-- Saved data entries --
PR #1216, opened 2022-04-18
Twitch plugin

moo-the-cow:
I renamed the branch from twitch-clips-plugin to twitch-plugin (because I added some more features)

Feel free to change button text or plugin position.
I added a technical reference for twitch embeds into the comments at the plugin method


lorenzhs (approved):
Cool, thanks!

PR #1218, opened 2022-05-08
add [] to the ignored end characters in url regex

jtracey:


lorenzhs:
What is this needed for?

jtracey:
It fixes a bug where a link to an image enclosed in brackets would successfully be parsed for display as a link, but the "Show image" button would fail to properly parse it. Try sending a message with
`https://glowing-bear.org/assets/img/glowing-bear.svg`
vs.
`[https://glowing-bear.org/assets/img/glowing-bear.svg]`
(in a glowing bear instance without this patch) to see what I mean. The regex already properly handles other delimiters, like `()` or `<>`.

lorenzhs:
OK, makes sense. Thanks. Our URL parsing is dumb as rocks anyway, so no harm in adding one more delimiter (it fails for URLs like `https://foo.bar/blah_(lol)`, where the last `)` is excluded - Wikipedia has lots of URLs like this. But `]` should be much rarer, so we should be good.

PR #1239, opened 2023-02-10
webpack: include sounds in webserver, and increase asset size so it

torhve:
does not warn for emojione and main.js


lorenzhs (approved):
Thanks!

PR #1243, opened 2023-02-12
Remove all corodova stuff

torhve:
We are never going to use cordova, best to remove everything


src/js/glowingbear.js
```diff
@@ -118,10 +111,10 @@ weechat.controller('WeechatCtrl', ['$rootScope', '$scope', '$store', '$timeout',
     })();
 
     // Show a TLS warning if GB was loaded over an unencrypted connection,
-    // except for local instances (local files, testing, cordova, or electron)
+    // except for local instances (local files, testing)
```
lorenzhs, line 114: I guess electron can remain here?

lorenzhs (approved):
Good riddance!

src/js/glowingbear.js
torhve: I will make a pull request to remove everything electron too

PR #1244, opened 2023-02-16
Remove underscore.js and reimplement all usage using native code

torhve:


src/js/models.js
```diff
@@ -219,15 +216,14 @@ models.service('models', ['$rootScope', '$filter', 'bufferResume', function($roo
...
-                _.each(nickGroup.nicks, function(nickObj) {
-                    if (nickObj.name === nick) {
-                        // Use the order the line arrive in for simplicity
-                        // instead of using weechat's own timestamp
-                        nickObj.spokeAt = Date.now();
+            for (let groupIdx in nicklist) {
+                let nicks = nicklist[groupIdx].nicks;
+                for (let nickIdx in nicks) {
+                    if (nicks[nickIdx].name === nick) {
+                        nicks[nickIdx].spokeAt = Date.now();
```
lorenzhs, line 223: I suppose we can break out of the loops after updating here?

lorenzhs (approved):
Pretty sweet! Thanks Tor!

src/js/irc-utils.js
```diff
@@ -19,17 +17,14 @@ IrcUtils.service('IrcUtils', [function() {
...
 
     /**
-     * Get a new version of a nick list, sorted by last speaker
+     * Get a new version of a nick list
      *
      * @param nickList Original nick list
-     * @return Sorted nick list
+     * @return list of nick names
      */
     var _ciNickList = function(nickList) {
```
lorenzhs, line 25: this is what's used for nick completion, are you sure we don't want to keep the sorting here?

lorenzhs: we could do `nickList.sort(sortBy('spokeAt')).map((el) => el.name).reverse()`?

lorenzhs: Ah, it's already filled with a sorted list (but we still need to reverse?)

PR #1246, opened 2023-02-17
Handle buffer cleared

torhve:
For some reason this was never implemented on our end - while I dont think its terribly important its nice to handle all events for completeness.


lorenzhs (approved):
Heh, good catch

PR #1257, opened 2023-06-02
Support for colors in buffer short name

torhve:
Took quite a few years before anyone tried that


lorenzhs (approved):
neat!

trygveaa:
Btw, as mentioned on IRC, if the short_name is changed while glowing bear is open, the color codes are shown rather than interpreted again.

Issue #1263, opened 2023-07-04
Desyncronized nicklist


JulienPalard:
I've not diagnosed the root cause (sooooory) but since a few time I notice some nicklist discrepency:

- Either it gets empty
- Either it gets way smaller than it should (in terms of number of participants)
- Either it's good (but I don't know, maybe it gets out of sync... ?)

Example:

![Capture d’écran du 2023-07-04 21-59-52](https://github.com/glowing-bear/glowing-bear/assets/239510/8179df81-0d69-4478-926b-eae971884ebd)

notice there's many people in the room but only the op displayed. I bet it is displayed because he's the last one changing or connecting.

Using Firefox 114, weechat-headless 3.8-1.

lorenzhs:
Autoclose was a bit aggressive there :upside_down_face:

jhoneycutt:
I can reproduce this by joining my bot to a channel I am in, kicking it, then rejoining it.

jhoneycutt:
Created PR #1274 to fix this.

lorenzhs:
Thank you so much! I think this will make quite a few people happy :) Merged!

PR #1274, opened 2024-02-02
Issue #1263: Desynchronized nicklist

jhoneycutt:
This is fallout from #1244, which moved models.delNick from using a filter to using the delete operator.

The delete operator creates a sparse array that has an empty slot for the item that was deleted. This empty slot is iterable with some constructs, giving a value of undefined. These unexpected undefined values in the nicklist cause exceptions to be thrown in some situations, like when calling models.updateNickSpeak.

To fix this, use Array.splice to remove elements from the nicklist, instead of the delete operator.


lorenzhs (approved):
:heart:

PR #1290, opened 2024-11-20
Upgrades from Tauri 1.0 to Tauri 2.0

ogarcia:
This change simply upgrades Tauri to 2.0 which is more modern and better.


torhve:
This PR probably makes sense, just haven't had the chance to properly look into it

torhve:
I also have this commit locally https://github.com/torhve/glowing-bear/commit/3d3377b6865495397f08eb5adda38df8e7bc36a0

to remove everything Electron

ogarcia:
> This PR probably makes sense, just haven't had the chance to properly look into it

No problem. Those of us who work in this field already know that there are only 24 hours in a day, and you can only do so much... :wink:

PR #97, opened 2021-11-19
Additional updates for SBOM Support

dmikusa-pivotal:
Not required to use the new SBOM support, but here are some additional helpful bits.

- Adds SBOMFormats (maps to `sbom-formats` in buildpack.toml) to the BuildpackInfo struct. This makes the information accessible to buildpacks.
- Modifies build such that it only writes the old-style build and launch BOM information if the buildpack API is less than 0.7. If it's 0.7+, it should not write the old-style format as that can conflict with the new SBOM format and cause the lifecycle to fail.
- Adds validation of the new SBOM files that are written by a buildpack. We check that the extension matches up with a valid MIME type that is listed in `buildpack.toml`'s `sbom-formats` field. If it does not match up, then it fails. This should not generally happen with published buildpacks. This check can be helpful while authoring buildpacks, to ensure everything is correctly set up.

### DIFF
--- a/build.go
+++ b/build.go
@@ -306,6 +306,11 @@ func Build(builder Builder, options ...Option) {
 		}
 	}
 
+	if err := ValidateSBOMFormats(ctx.Layers.Path, ctx.Buildpack.Info.SBOMFormats); err != nil {
+		config.exitHandler.Error(fmt.Errorf("unable to validate SBOM\n%w", err))
+		return
+	}
+
 	// Deprecated: as of Buildpack API 0.7, to be removed in a future version
 	var launchBOM, buildBOM []BOMEntry
 	if result.BOM != nil {
@@ -338,6 +343,12 @@ func Build(builder Builder, options ...Option) {
 			}
 		}
 
+		// even if there is data, do not write a BOM if we have buildpack API 0.7, that will cause a lifecycle error
+		if API == "0.7" {
+			logger.Info("Warning: this buildpack is including both old and new format SBOM information, which is an invalid state. To prevent the lifecycle from failing, libcnb is discarding the old SBOM information.")
+			launch.BOM = nil
+		}
+
 		if err = config.tomlWriter.Write(file, launch); err != nil {
 			config.exitHandler.Error(fmt.Errorf("unable to write application metadata %s\n%w", file, err))
 			return
@@ -352,6 +363,13 @@ func Build(builder Builder, options ...Option) {
 	if !build.isEmpty() {
 		file = filepath.Join(ctx.Layers.Path, "build.toml")
 		logger.Debugf("Writing build metadata: %s <= %+v", file, build)
+
+		// even if there is data, do not write a BOM if we have buildpack API 0.7, that will cause a lifecycle error
+		if API == "0.7" {
+			logger.Info("Warning: this buildpack is including both old and new format SBOM information, which is an invalid state. To prevent the lifecycle from failing, libcnb is discarding the old SBOM information.")
+			build.BOM = nil
+		}
+
 		if err = config.tomlWriter.Write(file, build); err != nil {
 			config.exitHandler.Error(fmt.Errorf("unable to write build metadata %s\n%w", file, err))
 			return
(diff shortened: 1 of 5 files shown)


build.go
```diff
@@ -380,3 +396,27 @@ func contains(candidates []string, s string) bool {
 
 	return false
 }
+
+func ValidateSBOMFormats(layersPath string, acceptedSBOMFormats []string) error {
+	sbomFiles, err := filepath.Glob(fmt.Sprintf("%s/*.sbom.*", layersPath))
```
samj1912, line 401: Can we use filepath join here to combine the glob with the layer path?

layer.go
```diff
@@ -74,10 +74,28 @@ const (
...
 func (b SBOMFormat) String() string {
-	return []string{"cdx.json", "spdx.json", "syft.json"}[b]
+	return []string{"cdx.json", "spdx.json", "syft.json", "unknown"}[b]
+}
+
+func (b SBOMFormat) MimeType() string {
+	return []string{"application/vnd.cyclonedx+json", "application/spdx+json", "application/vnd.syft+json", "unknown"}[b]
+}
+
+func SBOMFormatFromString(from string) (SBOMFormat, error) {
```
samj1912, line 88: Should we create a slice of all known sbom formats? That way we can just iterate over them.

This will also help with the validate sbom function where we can check the file suffix to match with the known formats. Lmk what you think.

dmikusa-pivotal: Sounds reasonable. Go question for you about this. How would you achieve this? I thought you couldn't have a const slice. I know I could define the strings as const and use them in the slice, maybe that's better? Is there a common pattern for doing something like this that you've seen? Thanks

build.go
dmikusa-pivotal:
```suggestion
	sbomFiles, err := filepath.Glob(filepath.Join(layersPath, "*.sbom.*"))
```

build.go
```diff
@@ -338,6 +343,11 @@ func Build(builder Builder, options ...Option) {
 			}
 		}
 
+		// even if there is data, do not write a BOM if we have buildpack API 0.7, that will cause a lifecycle error
+		if API == "0.7" {
+			launch.BOM = nil
```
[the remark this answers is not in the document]
dmikusa-pivotal: I was initially thinking that might cause some extra noise in the output for end-users, at least as buildpacks authors are updating and working through upgrading their buildpacks.

I'll go ahead and add it. Hopefully, this code won't be around that long as we're working at v2 and we can deprecate this old BOM stuff.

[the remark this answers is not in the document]
dmikusa-pivotal: Done

layer.go
dmikusa-pivotal: I moved the strings to consts & used the consts in the array. I did a quick google search and const arrays/slices are not a thing, as far as I can tell, so I'm not sure we can do much more. I don't think using a global var would be good. I think that could potentially allow someone to modify the list, which wouldn't be desirable, IMHO.

samj1912: https://github.com/dmarkham/enumer looks like a good way to manage auto generation of all these methods.

dmikusa-pivotal: That project looks interesting, but I don't see a way to do custom transformations. If we were going from SomeConst and wanted the string representation to be `SomeConst` or `some_const` or `some-const`, it looks like we could use this. From what I see in the docs, there's no custom transformation to make `SomeConst` turn into `some.json` and vise versa, which is what we need.

It [also looks like it's generating a global var](https://github.com/dmarkham/enumer/blob/master/enumer.go#L104) which would have the same limitation, someone could potentially mess with the list.

The lists are fairly small and shouldn't grow a ton over time. It seems like we could keep them hand-written and not take on too much burden, IMHO (adding dependencies for this functionality also has its own risks). 

I'll acknowledge that there is some room for error with using the arrays to convert from enum to string, and a new type needs to be added. If you forget to update the arrays, you'll get a runtime panic. I could change that to use switch statements instead. It's more code, but when a type is added if you forget to update the conversion methods, you will end up with an unknown value instead of a runtime panic so it's a little safer. Would that be preferred?

build.go
```diff
@@ -380,3 +398,27 @@ func contains(candidates []string, s string) bool {
 
 	return false
 }
+
+func ValidateSBOMFormats(layersPath string, acceptedSBOMFormats []string) error {
```
samj1912, line 402:
```suggestion
func validateSBOMFormats(layersPath string, acceptedSBOMFormats []string) error {
```

samj1912 (approved):

build.go
samj1912: Can we make this private?

dmikusa-pivotal: Technically yes. It makes testing much harder though because it's being used in build, so you have to set up and run the entire build to test it. Given what it's doing, I wanted to make sure the test coverage was solid so I opted to leave it public.

samj1912: We could make it internal then? I would prefer to reduce our support surface area in terms of the public api to things that are strictly necessary - it makes it easier to modify/update code without breaking dependents.

samj1912: @dmikusa-pivotal couldn't find a good way either. Ended up just making it private and testing it the long way in #98. If that looks good, let's merge it.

-- INSTRUCTIONS FOR THE TASK --
Where a line of the records contains the word "instances", copy that line.

-- REPLY TO THE EXERCISE --
-    // except for local instances (local files, testing, cordova, or electron)
+    // except for local instances (local files, testing)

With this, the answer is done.